Климентьич сильно задумывается, будто не размышлял об этом раньше. Закуривает.

Семёныч? Фельдшер? Да ну быть не может. Ну откуда? Хотя… (молчит) Если только ввиду какого эксперимента, научного открытия. Он же доктор, значит немного и ветеринар, значит зоо ему не чуждо. То есть, ему не только, например, моя система интересна, но и что там в овце делается, ему тоже знать нужно. И всё равно… Ну, нужно, ну так потерпи ты дюжину лет, вскрой ты овцу, погляди, потом зашей, похорони по-овечьи. Валету вообще уже шесть минуло, всего ещё столько же подождать. Зачем же так? И потом ― много ты так узнаешь? Надо же руками лезть, глазами смотреть… А тут… (машет свободной рукой).

Климентьич достает из кармана грубых брюк мятый листок, пропитанный слезами, супом и еще много чем. Читает.

Овца домашняя. (укоризненно) Овца! (показывает, как надо) Овечка! Парнокопытное жвачное животное… Тело овц… овечки покрыто густой кучерявой шерстью… (замирает)… Ммм… (гладит себя по шее, принимается бегло читать, комментируя) В целом размер и вес домашних овечек различается у разных особей. Ну ещё бы: какие-то потяжелее. Взрослая самка может весить от пятидесяти килограммов и больше. Самцы крупнее: это верно.

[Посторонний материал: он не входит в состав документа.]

PR #5431, opened 2025-06-24
[TRTLLM-5277] chore: refine llmapi examples for 1.0 (part1)

Superjomn:
## PR Description
Clean up the existing LLM-API Examples:
1. Hide all the TRT-specific examples in the `_tensorrt_engine` directory
2. Introducing subsections to the example list

Minor enhancement on docgen:
1. Introduce metadata to each example to help control the order
2. Exclude the title and other metadata from the example

image


examples/llm-api/quickstart_example.py
```diff
@@ -1,4 +1,5 @@
-from tensorrt_llm import LLM, SamplingParams
+from tensorrt_llm import SamplingParams
+from tensorrt_llm._tensorrt_engine import LLM
```
Superjomn, line 2: The test_pip_install will fail due to the CI docker env if swith to PyT, thus we pause the change.

nv-guomingz (approved):

PR #5432, opened 2025-06-24
perf: better heuristic for allreduce

yilin-void:
# better heuristic for allreduce

This PR will not significantly affect kernel performance when the token number is less than or equal to 32, and for token numbers greater than 32, it will achieve significant acceleration. Additionally, the AUTO heuristic selection logic in the allreduce torch op will use 128 tokens as the NCCL/MIN_LATENCY threshold and add an environment variable to change this threshold.


hyukn:
I think we should add multi-gpu test as `allreduceOp.cpp` is not included in the multi-GPU related list:
https://github.com/NVIDIA/TensorRT-LLM/blob/32d1573c43dc174224d191b74ec07f8e89fdef5a/jenkins/L0_MergeRequest.groovy#L555

QiJune (approved):
The L0_MergeRequest.groovy part looks good to me.

hyukn (approved):

PR #5433, opened 2025-06-24
tests: Set kv cache free memory fraction in test case

HuiGao-NV:
Refer to https://nvbugspro.nvidia.com/bug/5340908.
This failure is caused by commit 7e6d06d5d which can get more kv cache memory during memory estimation, however it means less memory left for buffer.
After testing, this case can pass with free memory fraction of 0.85 and it get more kv cache memory than code without commit 7e6d06d5d.
So we can has this commit and set a memory fraction in case.


HuiGao-NV:
/bot skip --comment="this is not a case ran in pre-merge and post-merge."

xinhe-nv (approved):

Морда овечки в нижней её части заострена и зачастую имеет прямой профиль. Для неё характерны тонкие и очень подвижные губы (роняет руку с листком на траву… Долго смотрит вдаль, поверх отары. Чуть громче, чем раньше, шепчет) Олеся! Ракета! (две овцы поворачивают ненадолго к нему морды. Климентьич, сузив глаза, смотрит) Да. Пожалуй, у этих двух самые тонкие и подвижные. Как тонко двигаются, того и гляди ― что-нибудь сообщат… (на мгновение ужасается этой мысли). Ох, ну нет. Пусть молчат во веки веков.

Читает дальше.

На лицевой поверхности у домашней овечки находятся «слёзные ямки» ― углубления кожи с потовыми сальными железами, спрятанными в них. Выделения, накапливающиеся в ямках в виде густой пахучей массы, придают индивидуальный запах, который и принято называть овечьим. Ноги у овечек сильные и хорошо приспособлены для дальних переходов по холмистой местности. Ну это мы знаем… И по холмистой, и по травянистой. Как зарядят ― не ухватишь. Ноги-то…

Климентьич бережно сворачивает листок и убирает в карман.

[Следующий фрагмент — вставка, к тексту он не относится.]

PR #5435, opened 2025-06-24
[TRTLLM-5965] perf: Optimize MoE sort kernels for large-scale EP

syuoni:
# [TRTLLM-5965] perf: Optimize MoE sort kernels for large-scale EP

## Description

This PR implements the sort logics before MoE GEMMs, and replaces the original CUB sort invocation.

In a typical large-scale EP workload (EP=32 and per-gpu batch=128):

* Before this PR: 5 kernels
    * buildExpertMapsKernel: 10.3 us
    * CUB sort (three kernels): 11.9 us
    * computeExpertFirstTokenOffsetKernel: 4.6 us
    * In addition, we see significant bubbles between CUB kernels on B200.
image

* After this PR: 3 kernels
   * blockExpertPrefixSumKernel: 2.3 us 
   * globalExpertPrefixSumKernel: 2.3 us 
   * mergeExpertPrefixSumKernel: 2.4 us
image

## GitHub Bot Help

<details>

### kill

`kill  `

### skip

`skip --comment COMMENT `

### reuse-pipeline

`reuse-pipeline `

</details>

### DIFF
--- a/cpp/tensorrt_llm/kernels/cutlass_kernels/moe_gemm/moe_kernels.cu
+++ b/cpp/tensorrt_llm/kernels/cutlass_kernels/moe_gemm/moe_kernels.cu
@@ -847,6 +847,31 @@ void mergeExpertPrefixSum(int const* blocked_expert_counts, int const* blocked_e
         unpermuted_row_to_permuted_row, num_tokens);
 }
 
+// threeStepBuildExpertMapsSortFirstToken uses three kernels to achieve the sort of token_selected_experts
+
+// 1. blockExpertPrefixSumKernel launches [num_experts_per_node, num_blocks_per_seq] CTAs; each CTA has
+// num_tokens_per_block threads. blocked_row_to_unpermuted_row points to a 2D buffer of size [num_experts_per_node,
+// num_tokens], which can be viewed as [num_experts_per_node, num_blocks_per_seq] blocks, and each block has
+// num_tokens_per_block tokens. Note that each CTA corresponds to a block in blocked_row_to_unpermuted_row. Within each
+// CTA, the threads leverage cub::BlockScan to compute the offsets of tokens that activate the target expert. If a
+// thread's token activates the target expert, the thread stores its unpermuted_row to the buffer block with the offset.
+// In addition, the kernel also stores the expert counts for each block to another 2D buffer blocked_expert_counts of
+// size [num_experts_per_node, num_blocks_per_seq].
+
+// 2. globalExpertPrefixSumKernel launches 1 CTA; that CTA has num_experts_per_node * num_blocks_per_seq threads.
+// The kernel views blocked_expert_counts as a 1D buffer, and leverages cub::BlockScan to compute the prefix sum of the
+// expert counts for each block. The prefix sum is stored to blocked_expert_counts_cumsum.
+
+// 3. mergeExpertPrefixSumKernel launches [num_experts_per_node, num_blocks_per_seq] CTAs; each CTA has
+// num_tokens_per_block threads. Each CTA obtains the block-level offset from blocked_expert_counts_cumsum, and thus
+// compacts blocked_row_to_unpermuted_row to permuted_row_to_unpermuted_row. In addition, with the block-level offsets,
+// the kernel fills permuted_token_selected_experts.
+
+// computeNumTokensPerBlock decides num_tokens_per_block. Note that both blockExpertPrefixSumKernel and
+// globalExpertPrefixSumKernel leverage cub::BlockScan, and their CTA sizes are num_tokens_per_block and
+// num_experts_per_node * num_blocks_per_seq, respectively. computeNumTokensPerBlock tries to find a minimum CTA size
+// for both kernels, so that the block-leval cub::BlockScan can be efficient.
+
 void threeStepBuildExpertMapsSortFirstToken(int const* token_selected_experts, int* permuted_token_selected_experts,
     int* permuted_row_to_unpermuted_row, int* unpermuted_row_to_permuted_row, int64_t* expert_first_token_offset,
     int* blocked_expert_counts, int* blocked_expert_counts_cumsum, int* blocked_row_to_unpermuted_row,
--- a/cpp/tensorrt_llm/kernels/cutlass_kernels/moe_gemm/moe_kernels.cu
+++ b/cpp/tensorrt_llm/kernels/cutlass_kernels/moe_gemm/moe_kernels.cu
@@ -305,7 +305,7 @@ void buildMinLatencyActiveExpertMaps(int* num_active_experts_per_node, float* ex
 
 template <int BLOCK_SIZE, int EXPERTS_PER_TOKEN, int LOG2_NUM_EXPERTS>
 __global__ void fusedBuildExpertMapsSortFirstTokenKernel(int const* const token_selected_experts,
-    int* const permuted_source_token_ids, int* const expanded_source_row_to_expanded_dest_row,
+    int* const permuted_source_token_ids, int* const unpermuted_row_to_permuted_row,
     int64_t* const expert_first_token_offset, int64_t const num_tokens, int const experts_per_token,
     int const start_expert, int const end_expert, int const num_experts_per_node)
 {
@@ -377,11 +377,11 @@ __global__ void fusedBuildExpertMapsSortFirstTokenKernel(int const* const token_
 #pragma unroll
         for (int i = 0; i < EXPERTS_PER_TOKEN; i++)
         {
-            // Note: permuted_source_token_ids is an alias to expanded_dest_row_to_expanded_source_row.
+            // Note: permuted_source_token_ids is an alias to permuted_row_to_unpermuted_row.
             int const source_token_id = i * num_tokens + token;
             int const dest_token_id = local_token_permuted_indices[i];
             permuted_source_token_ids[dest_token_id] = source_token_id;
-            expanded_source_row_to_expanded_dest_row[source_token_id] = dest_token_id;
+            unpermuted_row_to_permuted_row[source_token_id] = dest_token_id;
         }
     }
 
@@ -398,7 +398,7 @@ __global__ void fusedBuildExpertMapsSortFirstTokenKernel(int const* const token_
 
 template <int BLOCK_SIZE, int EXPERTS_PER_TOKEN, int LOG2_NUM_EXPERTS>
 bool fusedBuildExpertMapsSortFirstTokenDispatch(int const* token_selected_experts, int* permuted_source_token_ids,
-    int* expanded_source_row_to_expanded_dest_row, int64_t* expert_first_token_offset, int64_t const num_tokens,
+    int* unpermuted_row_to_permuted_row, int64_t* expert_first_token_offset, int64_t const num_tokens,
     int const num_experts_per_node, int const experts_per_token, int const start_expert, int const end_expert,
     cudaStream_t stream)
 {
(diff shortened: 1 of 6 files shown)


qiaoxj07 (approved):

cpp/tensorrt_llm/kernels/cutlass_kernels/moe_gemm/moe_kernels.cu
```diff
@@ -539,57 +538,86 @@ bool fusedBuildExpertMapsSortFirstToken(int const* token_selected_experts, int*
...
+__global__ void blockExpertPrefixSumKernel(int const* token_selected_experts, int* block_expert_counts,
+    int* block_source_token_ids, int64_t const num_tokens, int64_t const num_experts_per_token,
+    int const start_expert_id)
+{
+    using BlockScan = cub::BlockScan<int, kNumTokensPerBlock>;
+    __shared__ typename BlockScan::TempStorage temp_storage;
+
+    // target_expert_id and expert_id are offset by start_expert_id
+    int const target_expert_id = blockIdx.x;
+    int const block_id = blockIdx.y;
```
djns99, line 572: Why are we launching an entire block for every expert? This is going to be very wasteful for large expert count + large seq length.

My understanding is you are trying to produce 2 values.

1. The offset for this token within the current block
2. The total number of elements to the current block

This can be derived from the `rank` and `exclusive_digit_prefix` parameter in `BlockRadixRank` as we do in the original `fusedBuildExpertMapsSortFirstTokenKernel`.

So are we not just better off storing those values and then calculating the correct values in `globalExpertPrefixSumKernel` (this will also be much simpler since we already have the prefix sum, so it is just a `BlockReduce` instead)

cpp/tensorrt_llm/kernels/cutlass_kernels/moe_gemm/moe_kernels.cu
```diff
@@ -601,117 +629,217 @@ void buildExpertMaps(int const* token_selected_experts, int* unpermuted_token_se
...
+        num_experts_per_node, num_blocks_per_seq);
+}
+
+template <int kNumTokensPerBlock>
+__global__ void mergeExpertPrefixSumKernel(int const* block_expert_counts, int const* block_expert_counts_cumsum,
+    int const* block_source_token_ids, int* permuted_token_selected_experts, int* permuted_source_token_ids,
+    int* expanded_source_row_to_expanded_dest_row, int const num_tokens)
+{
+    int const target_expert_id = blockIdx.x;
+    int const block_id = blockIdx.y;
```
djns99, line 811: See comment above about using `BlockRadixRank` we can reduce this to only `num_tokens*topk` threads.

The final permuted idx is:

```
selected_expert = token_selected_experts[blockIdx.x * threadDim.x + threadIdx.x];
dest_token_id = expert_first_token_offset[selected_expert] + (block_rank[blockIdx.x][threadIdx.x] - block_exclusive_digit_prefix[blockIdx.x][selected_expert]);
```

cpp/tensorrt_llm/kernels/cutlass_kernels/moe_gemm/moe_kernels.cu
```diff
@@ -601,117 +629,217 @@ void buildExpertMaps(int const* token_selected_experts, int* unpermuted_token_se
...
+    }
+    else if (num_elements <= 1024 * 8)
+    {
+        func = globalExpertPrefixSumKernel<1024, 8>;
+    }
+    cudaLaunchKernelEx(&config, func, block_expert_counts, block_expert_counts_cumsum, expert_first_token_offset,
+        num_experts_per_node, num_blocks_per_seq);
+}
+
+template <int kNumTokensPerBlock>
```
djns99, line 805: This template is unneeded, just pass a parameter

cpp/tensorrt_llm/kernels/cutlass_kernels/moe_gemm/moe_kernels.cu
```diff
@@ -601,117 +629,217 @@ void buildExpertMaps(int const* token_selected_experts, int* unpermuted_token_se
...
+    cudaLaunchAttribute attrs[1];
+    attrs[0].id = cudaLaunchAttributeProgrammaticStreamSerialization;
+    attrs[0].val.programmaticStreamSerializationAllowed = tensorrt_llm::common::getEnvEnablePDL();
+    config.numAttrs = 1;
+    config.attrs = attrs;
 
-    // Note that expert goes [0, num_experts] (inclusive) because we want a count for the total number of active tokens
-    // at the end of the scan.
-    if (expert >= num_experts_per_node + 1)
+    // This allows accommodating 256 experts x 64k tokens; reasonable workload should not exceed this.
```
djns99, line 757: I know of some users using 1 million tokens, this is not a good assumption

cpp/tensorrt_llm/kernels/cutlass_kernels/moe_gemm/moe_kernels.cu
```diff
@@ -601,117 +629,217 @@ void buildExpertMaps(int const* token_selected_experts, int* unpermuted_token_se
...
+    assert(num_elements <= 1024 * 16);
```
djns99, line 758: We should not use asserts for inputs controlled by users. This should be `TLLM_CHECK_WITH_INFO()`. This assert will never fire for a customer who passes too many tokens

cpp/tensorrt_llm/kernels/cutlass_kernels/moe_gemm/moe_kernels.cu
```diff
@@ -601,117 +629,217 @@ void buildExpertMaps(int const* token_selected_experts, int* unpermuted_token_se
...
+
+#if (defined(__CUDA_ARCH__) && (__CUDA_ARCH__ >= 900))
+    asm volatile("griddepcontrol.launch_dependents;");
+#endif
 }
 
-// Calculates the start offset of the tokens for a given expert. The last element is the total number of valid tokens
-__global__ void computeExpertFirstTokenOffsetKernel(int const* sorted_experts, int64_t const sorted_experts_len,
-    int64_t const num_experts_per_node, int64_t* expert_first_token_offset)
+void globalExpertPrefixSum(int const* block_expert_counts, int* block_expert_counts_cumsum,
```
djns99, line 740: If we use `BlockRadixRank` we can replace this with cub `DeviceReduce`, though at that point it is probably easier just to directly implement the decoupled look back in the first kernel

djns99 (dismissed):
Thanks for this work! I think we need to get rid of this assumption before we can merge this though unfortunately:

```
// This allows accommodating 256 experts x 64k tokens; reasonable workload should not exceed this
```
I also think we should try be less wasteful with our block sizes. In the worst assumed case above (assuming topk=8) we are launching 16M threads, of which only 256k contribute anything

cpp/tensorrt_llm/kernels/cutlass_kernels/moe_gemm/moe_kernels.cu
```diff
@@ -1433,8 +1619,8 @@ __global__ void finalizeMoeRoutingKernel(GemmOutputType const* expanded_permuted
         for (int k_idx = 0; k_idx < experts_per_token; ++k_idx)
         {
             int64_t const k_offset = original_row * experts_per_token + k_idx;
-            int64_t const expert_idx = expert_for_source_row[k_offset];
-            if (expert_idx >= num_experts_per_node)
+            int64_t const expert_id = expert_for_source_row[k_offset] - start_expert_id;
```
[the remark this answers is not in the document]
syuoni: Yes. The GEMM2 doesn't rely on the original mapped expert IDs (namely `unpermuted_token_selected_experts`).

cpp/tensorrt_llm/kernels/cutlass_kernels/moe_gemm/moe_kernels.cu
syuoni: If I understand correctly, the major difference is `BlockRadixRank` approach handles all experts in each CTA, while the current `BlockScan` approach handles one expert in each CTA.

Actually, in a typical workload, `BlockRadixRank` approach tends to launch too few CTAs, resulting in low occupancy. Taking DeepSeek-R1 and EP8 as an example, let's say the CTA size is 256, then
* In a prefill step, the `num_tokens` is 8K 
    * The `BlockRadixRank` approach will launch 8K/256 = 32 CTAs
    * The `BlockScan` approach launches 256 / 8 \* 32 = 1024 CTAs
* In a generation step, the `num_tokens` is 256
    * The `BlockRadixRank` approach will launch 1 CTA
    * The `BlockScan` approach launches 256 / 8 = 32 CTAs

Although there are some duplicated compution between CTAs of a same target experts, launching more CTAs can parallelize the workload and better leverages the SMs.

cpp/tensorrt_llm/kernels/cutlass_kernels/moe_gemm/moe_kernels.cu
syuoni: I don't think I fully understand your comment. If using `BlockRadixRank`, what is the `gridDim` and `blockDim`?

cpp/tensorrt_llm/kernels/cutlass_kernels/moe_gemm/moe_kernels.cu
syuoni: Removed. Thanks for pointing this out.

cpp/tensorrt_llm/kernels/cutlass_kernels/moe_gemm/moe_kernels.cu
syuoni: Removed the restriction.

I noticed the `PermuteVeryLongSequence` test which uses 1M tokens. I tested the correctness of kernel with that test.

Out of curiosity, why do the users want 1M tokens? I thought in long context, we typically use chunked context. 1M tokens is likely OOM when allocating workspaces.

cpp/tensorrt_llm/kernels/cutlass_kernels/moe_gemm/moe_kernels.cu
syuoni: Removed the restriction. No assertion anymore.

cpp/tensorrt_llm/kernels/cutlass_kernels/moe_gemm/moe_kernels.cu
syuoni: I think one of the motivations of the PR is removing device-level CUB function invocation, which might use `memSetAsync` and lead to bubbles when using CUDA Graph.

Agree that decoupled look back is the best solution. If I understand correctly, with decoupled look back, the global offset can be obtained in the first kernel. If so, all the three kernels can be fused together.

juney-nvidia (approved):

juney-nvidia:
Let's merge this PR to unblock the E2E optimization of Lage-EP and continue the refinements in the subsequent PRs.

cpp/tensorrt_llm/kernels/cutlass_kernels/moe_gemm/moe_kernels.cu
djns99: > Actually, in a typical workload, BlockRadixRank approach tends to launch too few CTAs, resulting in low occupancy

This is true, but the problem I see here is that you are not actually adding any useful work. You are just launching more CTAs that return immediately. We should instead launch exactly enough threads (num_tokens * topk) to parallelise all the work and no more, which is what the BlockRadixRank will do. Remember that we have the shared expert overlapped so any free CTAs can in theory be utilised by that.

cpp/tensorrt_llm/kernels/cutlass_kernels/moe_gemm/moe_kernels.cu
djns99: The total number of threads should be `num_tokens*topk` we can divide these into blocks however we want. Its an embarassingly parallel operation in the case of `mergeExpertPrefixSumKernel`

cpp/tensorrt_llm/kernels/cutlass_kernels/moe_gemm/moe_kernels.cu
djns99: This is still used by the TRT path which I think does not support chunking. Regardless, I think MOE should not impose specific assumptions on customers as to how they want to distribute their work

cpp/tensorrt_llm/kernels/cutlass_kernels/moe_gemm/moe_kernels.cu
djns99: > removing device-level CUB function invocation

This is not the issue. CUB will almost always be faster than anything we can write (many NVIDIA experts have spent years fine tuning it). The real problem is that we were using a Radix Sort which is a much more complicated algorithm than we actually needed in this situation. If we actually needed to sort I doubt we would be writing anything faster

cpp/tensorrt_llm/kernels/cutlass_kernels/moe_gemm/moe_kernels.cu
syuoni: I see your point. Yes, `mergeExpertPrefixSumKernel` can be optimized as I reply above, thanks!

cpp/tensorrt_llm/kernels/cutlass_kernels/moe_gemm/moe_kernels.cu
syuoni: > If we actually needed to sort I doubt we would be writing anything faster

For sure I agree this. The problem is, device-level CUB function invocation might cause bubbles when using CUDA Graph. This issue has been verified on `cub::DeviceRadixSort`.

Найду ― не пожалею! Всю правду с него стрясу. Зачем? С чего? И главное ― как?! Как! А если не ответит… (достаёт из кармана раскладной нож, кусок овечьего сыра, хлеб; ест, смотрит на небо). Пока болтал, звезды совсем исчезли… Интересно, какие они… Есть ли, как наша, с такой же деревней, с овечьим стадом? Или, может, есть звезда неутомимых исследователей, отчаянных сыщиков, для которых истина дороже хлеба насущного. Вот если есть, неплохо бы мне хоть одного сюда послать, мы бы с ним быстро рассекретили овечьи мучения. Превратили бы их в наслаждения.

А ещё: нет ли звезды, где сейчас обитает моя бедная мать… Как там в кино-то… Хочу у зеркала, где мать и сын в туманище… Да, стихи-песни: здорово она их знала, наизусть, что ли… А сейчас ― вроде и человек умный, вроде и завершил институт какой-нибудь, а из Пушкина и трёх строк не свяжет… Давно отверженный блуждал в пустыне мира без приюта… Ну и там третья строчка ещё… Я вот тоже блуждаю… Как говорится, однообразной чередой… (начинает засыпать).

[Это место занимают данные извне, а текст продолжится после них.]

PR #5449, opened 2025-06-24
feature: support to nemotron-h-4b

vegaluisjose:
# feature: support to nemotron-h-4b

## Description

This PR adds support for [Nemotron-H-4B](https://arxiv.org/pdf/2504.11409) @tomeras91 @suyoggupta 

## GitHub Bot Help

<details>

### kill

`kill  `

### skip

`skip --comment COMMENT `

### reuse-pipeline

`reuse-pipeline `

</details>

### DIFF
--- a/tensorrt_llm/_torch/models/modeling_nemotron_h.py
+++ b/tensorrt_llm/_torch/models/modeling_nemotron_h.py
@@ -137,7 +137,7 @@ class NemotronHLayer(DecoderLayer):
             self.mixer = Mamba2Mixer(d_model=config.hidden_size,
                                      d_state=config.ssm_state_size,
                                      d_conv=config.conv_kernel,
-                                     num_heads=config.mamba_num_heads,
+                                     nheads=config.mamba_num_heads,
                                      n_groups=config.n_groups,
                                      head_dim=config.mamba_head_dim,
                                      chunk_size=config.chunk_size,
--- a/tensorrt_llm/_torch/models/modeling_nemotron_h.py
+++ b/tensorrt_llm/_torch/models/modeling_nemotron_h.py
@@ -137,7 +137,7 @@ class NemotronHLayer(DecoderLayer):
             self.mixer = Mamba2Mixer(d_model=config.hidden_size,
                                      d_state=config.ssm_state_size,
                                      d_conv=config.conv_kernel,
-                                     expand=config.expand,
+                                     num_heads=config.mamba_num_heads,
                                      n_groups=config.n_groups,
                                      head_dim=config.mamba_head_dim,
                                      chunk_size=config.chunk_size,
@@ -247,6 +247,8 @@ class NemotronHForCausalLM(DecoderModelForCausalLM[NemotronHModel,
                 for k in model_config.quant_config.exclude_modules
             ]
 
+        model_config.pretrained_config.head_dim = model_config.pretrained_config.attention_head_dim
+
         super().__init__(
             NemotronHModel(model_config),
             config=model_config,
@@ -258,7 +260,7 @@ class NemotronHForCausalLM(DecoderModelForCausalLM[NemotronHModel,
         config = self.model_config.pretrained_config
         tp_size = self.model_config.mapping.tp_size
         tp_rank = self.model_config.mapping.tp_rank
-        d_inner = config.hidden_size * config.expand
+        d_inner = config.mamba_head_dim * config.mamba_num_heads
         n_groups = config.n_groups
         d_state = config.ssm_state_size
         nheads = d_inner // config.mamba_head_dim
--- a/tensorrt_llm/_torch/models/modeling_nemotron_h.py
+++ b/tensorrt_llm/_torch/models/modeling_nemotron_h.py
@@ -247,6 +247,9 @@ class NemotronHForCausalLM(DecoderModelForCausalLM[NemotronHModel,
                 for k in model_config.quant_config.exclude_modules
             ]
 
+        # Nemotron-H config.json uses attention_head_dim instead of head_dim which makes the
+        # attention module use the wrong head_dim, based on hidden_size and num_attention_heads.
+        # for this model, we need to override the head_dim to attention_head_dim.
         model_config.pretrained_config.head_dim = model_config.pretrained_config.attention_head_dim
 
         super().__init__(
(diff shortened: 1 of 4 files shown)


suyoggupta (approved):

tensorrt_llm/_torch/models/modeling_nemotron_h.py
```diff
@@ -247,6 +247,8 @@ def __init__(
                 for k in model_config.quant_config.exclude_modules
             ]
 
+        model_config.pretrained_config.head_dim = model_config.pretrained_config.attention_head_dim
```
tomeras91, line 250: Why is this added? Where is it used?

tensorrt_llm/_torch/modules/mamba/mamba2_mixer.py
```diff
@@ -60,7 +60,7 @@ def __init__(
         tp_rank = config.mapping.tp_rank
         tp_size = config.mapping.tp_size
 
-        d_inner = d_model * expand
+        d_inner = head_dim * num_heads
         nheads = d_inner // head_dim
```
tomeras91, line 64: if `num_heads` is passed as input, we don'y need to compute it again from d_inner..

tensorrt_llm/_torch/pyexecutor/resource_manager.py
```diff
@@ -532,7 +532,7 @@ def __init__(
         tp_size = mapping.tp_size
 
         # derive mamba parameters for conv and ssm states
-        d_inner = d_model * expand
+        d_inner = head_dim * num_heads
         conv_dim = d_inner + 2 * n_groups * d_state
         nheads = d_inner // head_dim
```
tomeras91, line 537: same here. No need to compute `nheads` if it is passed as input (`num_heads`)

tensorrt_llm/_torch/models/modeling_nemotron_h.py
```diff
@@ -258,7 +260,7 @@ def load_weights(self, weights: Dict):
         config = self.model_config.pretrained_config
         tp_size = self.model_config.mapping.tp_size
         tp_rank = self.model_config.mapping.tp_rank
-        d_inner = config.hidden_size * config.expand
```
tomeras91, line 261: Generally, why is the change from computing `d_inner` using `expand` to computing it by `mamba_head_dim*mamba_num_heads` necessary? Can you add an explanation in the PR description?

tomeras91 (commented):
Overall looks OK, but I don't understand why removing `expand` is necessary.

tensorrt_llm/_torch/models/modeling_nemotron_h.py
vegaluisjose: All NemotronH models use `attention_head_dim` instead of `head_dim` in their config file. Also, our attention module check if this is present otherwise it does `hidden_size // num_heads` which is not correct for the upcoming model, see here https://github.com/NVIDIA/TensorRT-LLM/blob/main/tensorrt_llm/_torch/modules/attention.py#L69-L70

tensorrt_llm/_torch/models/modeling_nemotron_h.py
vegaluisjose: this is what @JRD971000 mentioned about it:

"Previously, the number of mamba heads was affected by the hidden size of the model; mamba_num_heads = expand * hidden_size / mamba_head_dim. With this refactor, mamba_num_heads is set directly, and it is decoupled from the hidden size of the model."

Link [here](https://github.com/vllm-project/vllm/pull/19766#issuecomment-2982020537)

tensorrt_llm/_torch/pyexecutor/resource_manager.py
vegaluisjose: fixed

tensorrt_llm/_torch/models/modeling_nemotron_h.py
tomeras91: Got it. Worth adding an explanation in PR description for easier tracking in the future

tomeras91:
Cool
Given the new config of Nemotron-H-4B, I think it's worth adding it to the unittests. The changes in this PR are crucial for its correctness, and without adding it to the unittests they will cause a silent failure of Nemotron-H-4B if accidentally reverted. I guess we can use HF or this initial implementation to get reference generations / logprobs.
I'd even go the extra mile and replace the Nemotron-H-8B test with one for Nemotron-H-4B (as it's a smaller model), but I guess we don't have M-core logprobs for the 4B model.

BTW, now that `expand` is irrelevant for Nemotron-H-4B, it means that the huggingface implementation of the hybrid cache is broken. See [here](https://huggingface.co/nvidia/Nemotron-H-4B-Base-8K/blob/main/modeling_nemotron_h.py#L174)
I don't know who's in charge of that but it should be fixed.

vegaluisjose:
> Given the new config of Nemotron-H-4B, I think it's worth adding it to the unittests. The changes in this PR are crucial for its correctness, and without adding it to the unittests they will cause a silent failure of Nemotron-H-4B if accidentally reverted. I guess we can use HF or this initial implementation to get reference generations / logprobs.
I'd even go the extra mile and replace the Nemotron-H-8B test with one for Nemotron-H-4B (as it's a smaller model), but I guess we don't have M-core logprobs for the 4B model.

Yes, we will need the logprobs and also put the model weights in `llm_models_root`. I ran the unittest locally with 8b and it seems to be working.

>BTW, now that expand is irrelevant for Nemotron-H-4B, it means that the huggingface implementation of the hybrid cache is broken. See [here](https://huggingface.co/nvidia/Nemotron-H-4B-Base-8K/blob/main/modeling_nemotron_h.py#L174). I would actually suggest to remove expand from config.json and configuration_nemotron_h.py as it doesn't have any effect and is just misleading.

Yes, I think this is part of the TODO list.

tomeras91:
> BTW, now that expand is irrelevant for Nemotron-H-4B, it means that the huggingface implementation of the hybrid cache is broken. See [here](https://huggingface.co/nvidia/Nemotron-H-4B-Base-8K/blob/main/modeling_nemotron_h.py#L174). I would actually suggest to remove expand from config.json and configuration_nemotron_h.py as it doesn't have any effect and is just misleading.

Another option - just change the value of `expand` such that `mamba_head_dim*mamba_num_heads = hidden_size * expand`. That's probably the correct thing to do - keep `expand`'s original intent. If we do that, no need for any code changes here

Климентьич не слышит, как вдалеке кричит осёл, как пролетает ворон. Не видит, как, раздвинув кусты, на поле появляется человек. Он высок и худ, аккуратно одет, в руке ― дорожная сумка. Он проходит сквозь кусты, идёт по полю, но на одежде его ― ни пылинки, ни репейника. Идёт он уверенно, изредка сверяясь с телефоном, в котором ― карта. Наконец он замечает Климентьича и останавливается подле того. Климентьич просыпается, только когда человек делает последний шаг к нему.

Климентьич. Бля, ага, ты ебёшь? Ага, кто это? Уебу. Здравствуйте.

Незнакомец (с большим достоинством, но и с усмешкой). Здравствуйте.

Климентьич. Эээ… ааа… вам что-то нужно?

Незнакомец (достает из кармана визитку, читает). Простите, это вы… Климентьич?

Климентьич (ощупывая себя). Я.

Незнакомец. Пастух?

Климентьич. Ну да.

Незнакомец. Увлекаетесь рыбалкой?

Климентьич. Верно.

Незнакомец. Тогда я к вам.

Климентьич садится, быстро пересчитывает овец, пытается определить, не случилось ли чего.

Климентьич. А зачем я… Вы откуда?

Незнакомец. Из города.

Климентьич. Из какого? Тут и городов-то нет.

Незнакомец. Ну, где-то вдали всё же есть.

Климентьич. Наверное, есть. И вы оттуда?

Незнакомец. Да. Мне вас порекомендовали.

Климентьич. Кто?

Незнакомец. Ну, один хороший человек. Я работаю на него. Иногда.

Климентьич. Да я хороших людей и не знаю… В основном таких, которые… (хочет рассказать про овец, но понимает, что, наверное, рано)

Незнакомец. Почему же не знаете?

Климентьич. Да жил я в городе. Целое лето как-то. Нет там хороших. Быстро наскучило, сюда потянуло, к овечкам. Там какие развлечения: водка да путаны. А тут… ну-у! Первак, свежий воздух…

Незнакомец (понимающе). Ну да. Я всё никак не представлюсь. Константин Старотов.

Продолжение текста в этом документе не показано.